PORT-AU-PRINCE, Haiti — Tension mounted in Haiti as pro-government militias thwarted an opposition march in the capital city yesterday, the first planned political action since unrest in the countryside shook this Caribbean nation last week.
Several opposition coalitions planned to swarm the presidential palace with banners and calls for President Jean-Bertrand Aristide to step down from power.
But pro-Aristide groups burned tires, wood, and pieces of metal and furniture in the streets to block the marchers. At least one militia member hid a sawed-off shotgun in a T-shirt and others kept pistols tucked in their belts as the government supporters chanted “Five years!” — the length of the presidential term, which officially ends in 2006.
Police who were on hand took no visible action to unclog the street. Firefighters who arrived on the scene were warned by pro-Aristide forces to stay away from the blazing makeshift barricades.
“For their safety, they shouldn’t march,” Micha Gaillard, a leader of the Democratic Convergance, a coalition of some 200 political organizations that oppose President Aristide, warned his people over a local radio station.
Gaillard added that he believes Aristide is promoting the violence. Other opposition leaders said the police were working with the progovernment militias.
The clash in the capital comes amid increasing unrest in the Haitian countryside. In close to a dozen villages, anti-Aristide protesters have forced police to flee their outposts. Several towns are still under rebel control, including the port city of Gonaives, north of Port-au-Prince.
“The Haitian people are nonviolent,” President Aristide said in a press conference on Wednesday. “When we go to Gonaives, there we will find these same nonviolent people. Unfortunately, these nonviolent people in Gonaives suffer from a small group of thugs linked to the opposition.”
Aristide is a former Catholic priest who rose to prominence in the late 1980s after living for years with Haiti’s poor. With high rates of illiteracy and malnutrition, Haiti’s squalor is unmatched in the hemisphere. Slums spread through the hills that surround this sprawling capital city. Once a lush forest, the countryside now resembles a desert as the populace scrounges for wood to use as cooking fuel.
Running on a socialist platform, Aristide was elected president in 1990, only to be thrown out in a military coup less than a year later. In 1994, President Bill Clinton sent 23,000 troops to restore Aristide to the presidency. The US spent $2.3 billion in the operation that included training Haiti’s new police force to replace an army that had a long history of supporting the country’s dictatorships.
But Aristide’s promise has turned to disappointment. His party, Lavalas, won a flawed legislative election in 2000, and he was reelected later that same year.

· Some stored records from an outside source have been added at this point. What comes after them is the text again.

PR #1896, opened 2026-08-20
Add vanilla option for moon trials

garrettjoecox:
This becomes the new default option.

For context, the reason I even added the 2-6-12-20 option was because I thought this was the closest we could get to the intent of vanilla, as for some reason I thought you couldn't play SoT on the moon in vanilla (I figured we specifically allowed it in rando). Turns out you're able to play SoT on the moon in vanilla, so my interpretation was flawed.

This also includes a fix for #1894 because now that bug could effect rando saves as well with this new option.

### Build Artifacts
  - [2ship-linux.zip](https://nightly.link/HarbourMasters/2ship2harkinian/actions/artifacts/9389679463.zip)
  - [2ship-mac.zip](https://nightly.link/HarbourMasters/2ship2harkinian/actions/artifacts/9389648640.zip)
  - [2ship-windows.zip](https://nightly.link/HarbourMasters/2ship2harkinian/actions/artifacts/9389627722.zip)

PR #1908, opened 2026-08-25
Reset masksGivenOnMoon on file load

### LINKED ISSUE #1894: masksGivenOnMoon not clearing with 2ship reset
image

JordanLongstaff:
Fixes #1894

I cut out that small piece of #1896 so it could be merged into the Battler branch.


Eblo (approved):
Thanks for being quick with this! I'll include this in 5.0.1.

PR #1916, opened 2026-08-29
Move some graveyard wonder items to correct region

garrettjoecox:
null

### Build Artifacts
  - [2ship-linux.zip](https://nightly.link/HarbourMasters/2ship2harkinian/actions/artifacts/9719939192.zip)
  - [2ship-windows.zip](https://nightly.link/HarbourMasters/2ship2harkinian/actions/artifacts/9719909089.zip)
  - [2ship-mac.zip](https://nightly.link/HarbourMasters/2ship2harkinian/actions/artifacts/9719904951.zip)

### DIFF
--- a/mm/2s2h/Rando/Logic/Regions/East.cpp
+++ b/mm/2s2h/Rando/Logic/Regions/East.cpp
@@ -247,6 +247,9 @@ static RegisterShipInitFunc initFunc([]() {
             CHECK(RC_IKANA_GRAVEYARD_WONDER_ITEM_07, true),
             CHECK(RC_IKANA_GRAVEYARD_WONDER_ITEM_08, true),
             CHECK(RC_IKANA_GRAVEYARD_WONDER_ITEM_09, true),
+            CHECK(RC_IKANA_GRAVEYARD_WONDER_ITEM_10, true),
+            CHECK(RC_IKANA_GRAVEYARD_WONDER_ITEM_11, true),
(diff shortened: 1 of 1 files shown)


mm/2s2h/Rando/Logic/Regions/East.cpp
```diff
@@ -267,10 +270,6 @@ static RegisterShipInitFunc initFunc([]() {
     Regions[RR_IKANA_GRAVEYARD_UPPER] = RandoRegion{ .name = "Upper", .sceneId = SCENE_BOTI,
         .checks = {
             CHECK(RC_IKANA_GRAVEYARD_CAPTAIN_MASK, CanKillEnemy(ACTOR_EN_SKB) && CanKillEnemy(ACTOR_EN_BSB)),
-            // Rocks can be picked up and thrown at this:
```
Eblo, line 270: This should be the sign above Dampe's house, meaning this region is actually correct, right?

garrettjoecox: this is another one of those naming things where the name could probably be better. It is yes, but this region is for the part past keeta, with the giveaway being access to it is gated by sonata

Eblo: In that case, I *believe* the Bad Bat drop can be removed, since they don't appear in this particular region.

garrettjoecox: yup that sounds right, done

Eblo (approved):

PR #76, opened 2016-10-10
replaced object assign with es6 syntax

rfreitas:
IE11 does not work:

0002screenshot


rfreitas:
Travis automatic deployment: https://76.pr.onfido-sdk-ui.onfido.surge.sh

PR #83, opened 2016-10-25
fixed surge https certiticate issue

rfreitas:
Surge ssl certificate only works on subdomains of one level eg: `*.surge.sh`, subdomains like `*.*.*.surge.sh` will not work.
Therefore all `.` should be replaced with `-`


rfreitas:
Travis automatic deployment: https://83-pr-onfido-sdk-ui-onfido.surge.sh

PR #101, opened 2016-12-05
made pdf validation consistent across different browsers

rfreitas:
Browsers that render pdfs are no longer allowed to do so. The pdf is sent raw to the server, this is to reduce inconsistencies, since the server rendered version might have a different result from the browser rendered version.


rfreitas:
Travis automatic deployment: https://101-pr-onfido-sdk-ui-onfido.surge.sh

rfreitas:
Travis automatic deployment: https://101-pr-onfido-sdk-ui-onfido.surge.sh

PR #106, opened 2016-12-07
added blur pre validation to auto capture camera mode

rfreitas:
### Changed
- Internal: added blur/clarity client-side detection when autoCapture is active


rfreitas:
Travis automatic deployment: https://106-pr-onfido-sdk-ui-onfido.surge.sh

rfreitas:
Travis automatic deployment: https://106-pr-onfido-sdk-ui-onfido.surge.sh

rfreitas:
Travis automatic deployment: https://106-pr-onfido-sdk-ui-onfido.surge.sh

rfreitas:
Travis automatic deployment: https://106-pr-onfido-sdk-ui-onfido.surge.sh

TheComfyChair:
I've got a couple of things I'd like to point out, under differing levels of severity. I'm not sure if we have any kind of format for code reviews right now, so I'll just make one up!

__Must fix (Need to be fixed before I +1)__

- Variables defined at the top of function scope is an anti pattern with let/const. As a result there is a lot of unnecessary pollution, especially when counter variables are declared. Variables should be declared in the scope they are required.

__Should fix (but I wont reject the PR if they're not)__

- Don't use arrow functions for functions that don't need to be anonymous (for example, cloneLowResCanvas, timeFunc, lots of others). As these functions are anonymous, they are not easily identifiable in the call stack. 

- Detect blur is complex. Too complex in my opinion. It should be broken up into a couple of individual functions (for example, a function for the iteration through the pixels, one for edge detection). This can be still done in an imperitive way, if desired, but it can also be done in a more functional manner. An example of this is below (note, I threw this together on the train this morning, don't assume it actually works, it's mostly for illustration!). Regardless of how the breaking up is done, doing so will make the functionality a lot better at self documentation. Yes, it's more verbose, but verbosity is good when the functionality is complex enough to have such high levels of nesting! :)

```
function calculateEdgeCount(pixels, edgeIntensityThreshold = 20) {
      const { edgeCount, sumEdgeWidth } = processRows(pixels, edgeIntensityThreshold);
     //Do the other stuff, probably also in another function
 }

function processRows(pixels, edgeIntensityThreshold) {
   pixels.reduce((...args) => processColumn(...args, edgeIntensityThreshold), {
     edgeCount,
     sumEdgeWidth,
   });
}

function processColumn(memo, row, rowIndex, edgeIntensityThreshold) {
  const { edgeCount, sumEdgeWidth } = row.reduce(detectEdge,
    { edgeCount,
      edgeStart: null,
      edgeIntensityThreshold,
      rowIndex,
      previousValue: null,
      sumEdgeWidth: 0,
    });

  return {
    edgeCount: memo.edgeCount + edgeCount,
    sumEdgeWidth: memo.sumEdgeWidth + sumEdgeWidth,
  }
}

function detectEdge(memo, pixelValue, columnIndex) {

  if (pixelValue === 0) {
    return Object.assign({}, memo, {
      edgeStart: columnIndex,
      previousValue: pixelValue,
    });
  }

  if (!memo.edgeStart || columnIndex <= edgeStart || value >= memo.previousValue) {
    return Object.assign({}, memo, {
      previousValue: pixelValue,
    })
  }

  return Object.assign({}, memo, {
    previousValue: pixelValue,
    edgeCount: oldValue >= memo.edgeIntensityThreshold
      ? memo.edgeCount + 1
      : memo.edgeCount,
    sumEdgeWidth: oldValue >= memo.edgeIntensityThreshold
      ? memo.sumEdgeWidth + (columnIndex - memo.edgeStart - 1)
      : memo.edgeCount,
  })

}
```

__Could fix (just small things)__

- Linked to the 'must fix'. Variables should be declared when they are needed. Hoisting doesn't occur with let/const, so there's no advantage to having the declarations at the top of the function, and may actually lead to unnecessary declarations if you return early. 

- All variable declarations should be on a seperate line, without the comma shorthand, in order to make future git commits cleaner. It's also a lot more explicit that you did indeed mean a specific variable to be a const or a let.

- Const should be the default declaration type unless you intend for the assignment to be changed.

src/components/Camera/measure_blur.js
```diff
@@ -0,0 +1,98 @@
+//ref: https://github.com/timotgl/inspector-bokeh/blob/master/measure_blur.js
```
stephencookdev: I'm not sure this is the best source for doing something like this

Personally I would have used something more similar to these methods http://stackoverflow.com/questions/7765810/is-there-a-way-to-detect-if-an-image-is-blurry so the third-party code that you bring in is trying to do something pretty simple and well-defined (e.g. get the laplacian transform, or fast fourier transform)

And the logic that you're bringing into the direct source code is quite minimalist in comparison.

But I don't know - is there a reason you chose this specific "measure blur" source?

rfreitas:
Thanks for the review, Kai. Probably the most comprehensive pr review I have ever seen at Onfido.
This should generate a good discussion ;)

1. Variables defined at the top of the function
So, I don't think I will do changes to `measure_blur.js`, this is copy pasted code, which I don't expect to change without a proper rewrite and not after I actually understand what the algorithm does.
In the rest of the diff I only found one instance where variables are declared outside of their scope, here: https://github.com/onfido/onfido-sdk-ui/pull/106/files#diff-c61c69a9b4227ce0297da4147f4b3f92R118. For this case I will not change it, because I'm forcing `const` values coming in from `props` to be always defined on top, so that I can quickly see which props are being used in the component, since `preact` does not have `propTypes`, this helps a lot.
You mentioned `counter` variables, can you make this specific point on a particular line.
> Variables should be declared in the scope they are required, and the scoping rules/benefits of let/const should be embraced
This point I kinda of agree, but not fully. If you couple declarations to its scope you get more nesting, possible less patterns get revealed and it's harder to parameterise values in the future. Though I do agree there is a balance here!

2. Detect blur is complex.
I agree, but see point 1 response. However, if your code works exactly the same, I will put it in ;)

3. Don't use arrow functions
I disagree with this. Arrow functions are less noisy, they don't have `function` in it and they also make currying very easy and explicit to do. They also mitigate issues with the lexical `this`, even though I agree that class methods that don't need to be binded, don't need to be defined with an arrow function, this way you can get the benefit of prototypal functions. Not fully related to arrow functions, but anonymous functions are great. They make all value types consistent by equating functions to any other value. All other primitives are anonymous, functions should be too. Named functions only come in handy when you need to do recursion, and even that you can work around.

4. Not the biggest fan of hoisting to be honest. Any mathematical solution declares its values before they get used. It's just easier to reason. But I did learn a bit more about hoisting as result of this PR, so thanks for that ;)

5. See your point, but I think there is a place for it. Otherwise you have to extend this to function parameters too. Though I do take the point that some of my lines are way too long.

src/components/Camera/measure_blur.js
rfreitas: because it worked, it was lean and it was packaged as one function that outputted a blur score. All other solutions involved me doing extra bit of work.

stephencookdev: Fair enough.

What are your thoughts on moving it into a `lib/` directory or something, just to make clear that this is 3rd-party code that we're just pulling in?

src/components/utils/math.js
```diff
@@ -0,0 +1,26 @@
+const linearMapping = (intendedStart, intendedEnd, Xstart, Xend, X) =>
+    (X-Xstart)/(Xend-Xstart) * (intendedEnd - intendedStart) + intendedStart
+
+const centeredPos = (sourceWidth, intendedWidth) => (sourceWidth - intendedWidth)/2
```
stephencookdev: These variable names aren't really accurate. The function name confuses me a bit, too.

Does `const getMarginToCenter = (outerLength, innerLength) => (outerLength - innerLength) / 2` make more sense to you?

package.json
```diff
@@ -94,7 +94,9 @@
     "webpack-dev-server": "^1.14.1"
   },
   "dependencies": {
+    "babel-runtime": "^6.20.0",
     "blueimp-load-image": "^2.6.1",
+    "canvasfilters": "git://github.com/kig/canvasfilters.git",
```
stephencookdev: Can't you take the required .js file from here, and put it in the same place as the `measure_blur.js` script (again, a `lib/` folder would make sense to me)

Then you can `dependencies: { "canvasfilters": "file: ./lib/canvasfilters" }`

Just a bit more consistent about how we're pulling in non-npm-managed 3rd-party scripts

rfreitas: sweet 👍

rfreitas:
Travis automatic deployment: https://106-pr-onfido-sdk-ui-onfido.surge.sh

PR #113, opened 2017-01-24
Update expected websockets message signature

hjheath:
The server currently supports both of these signatures. There is not currently a plan or timeline to deprecate the old `is_document` signature.


rfreitas:
Travis automatic deployment: https://113-pr-onfido-sdk-ui-onfido.surge.sh

PR #119, opened 2017-02-15
Feature/cx 553 upload defaults

hjheath:
Document step should default to file upload. Face step should default to webcam when one is available.


rfreitas:
Travis automatic deployment: https://119-pr-onfido-sdk-ui-onfido.surge.sh

src/components/App/StepComponentMap.js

An international aid package of $500 million has been held up by the United States and other countries due to the disputed 2000 elections, and Aristide has faced scrutiny because of Haiti’s increasing role as a transshipment point for illegal drugs from Colombia.
On Wednesday, US officials hinted that Aristide should consider stepping down. Yesterday, Secretary of State Colin L. Powell reiterated his concern that Aristide has been unable to create “a stable democracy” but backed away from the administration’s earlier statements.
“The policy of the administration is not regime change. President Aristide is the elected president of Haiti,” Powell told the Senate Foreign Relations Committee in Washington.
A leaderless Haiti could mean more problems for the United States. The resistance appears to be spontaneous in some areas and organized in others. This opposition — which includes businessmen, ex-officers of the military, church groups, worker organizations, and common criminals — seems to have little in common aside from its desire to remove Aristide from power.